In the first post in this series, we explored the security need for an IT professional to identify who the author of a piece of code (like a PowerShell script) is. The challenge with that is producing evidence of the identity of the author that’s formatted in a way that the consumer of that script can use it.
That interaction is somewhat like the interaction between a speeder and a police officer. The officer needs to prove the identity of the driver in much the same way that an IT pro needs to identify a scripter. The officer can ask for a driver’s license, but what can an IT Pro ask for?
The solution starts with digital certificates: clever mathematical puzzles created by official Certificate Authorities. But as of the end of our last chat about these technologies, we still hadn’t determined how to reliably know if someone has such a digital certificate – we can’t just trust a comment in the code that says the author has a certificate, just like an officer can’t trust a driver who complains that he left his license at home.
Digital certificates present two pieces of a mathematical puzzle, of a sort. Let me pull out my stack of post-it notes, again:
One piece of the puzzle is the Public Key, and the other half is the Private Key. The two form a matched set of values with an interesting mathematical relationship; when a piece of data is encrypted with the Public Key, it can only be decrypted with the Private Key.

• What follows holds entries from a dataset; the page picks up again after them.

PR #421, opened 2022-06-23
Silent atpass

swhite2401:
An optional option `silent` is added to `atpass`.
In case it is activated only the last turn is returned. This allows to track large number of particles without allocating excessive memory and is a preparation for the implementation of multi-bunch collective effects simulations.

### DIFF
--- a/pyat/at/tracking/patpass.py
+++ b/pyat/at/tracking/patpass.py
@@ -95,6 +95,7 @@ def patpass(ring, r_in, nturns=1, refpts=None, pool_size=None,
           keep_counter is True. The turn number is necessary to compute the
           absolute path length used in RFCavityPass.
         losses (Optional[bool]):        Boolean to activate loss maps output
+        silent (Optional[bool]):        Boolean to activate silent output
         pool_size (Optional[int]):      number of processes. If None,
           ``min(npart,nproc)`` is used
         start_method (Optional[str]):   This parameter allows to change the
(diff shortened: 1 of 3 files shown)


lfarv:
@swhite: there is no need for that: just set `refpts = []`. No allocation, the values at the end of tracking are in` r_in`, as usual!

swhite2401:
Are you sure about this? 
If I tracking 1e6 particles for 1e6 turns with `refpts=[]` I thought `at` would allocates an array with shape `(6,1e6,0,1e6)` in C and return it.
Instead with this PR `(6,1e6,refpts,1)` is allocated whatever the input, there is the same in matlab actually.

In fact I crashed the cluster doing something similar...am I missing something?

swhite2401:
Ok fair enough, I'll roll back and update the documentation in this PR to make this clear

swhite2401:
Ok, this is now just a documentation update, anything to add while we are at it?

pyat/at/tracking/patpass.py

And data encrypted with the Private Key can only be decrypted with the Public Key. Once encrypted the encryption cannot be undone without the other key – not even the key used to encrypt the data can be used for the decryption process.
That’s a strange bit of key behavior – imagine locking the door of your house with a key, but then finding that you can’t unlock the door with that same key – you need a different key to do the unlocking. Here’s an analogy; I lived for a while in an apartment complex with a shared central mail facility. I had a key to my mailbox that let me retrieve my mail, and send out letters of my own. The mail carrier, visiting in the middle of the day also had a key – but it wasn’t a copy of my key; it was a totally different key that unlocked the back side of the mailbox installation, allowing the mail carrier access to all the mailboxes in the complex. It looked like this:
Consider the relationship between my key and the letter carrier’s key. I could use my key to send a message that only the mail carrier could retrieve. The mail carrier could use his or her key to send a message in a way that only I could retrieve. But my key could not open the mail carrier’s side of the mailbox, and neither could the letter carrier open my side. My key didn’t open any of my neighbor’s mailboxes, and they couldn’t open mine.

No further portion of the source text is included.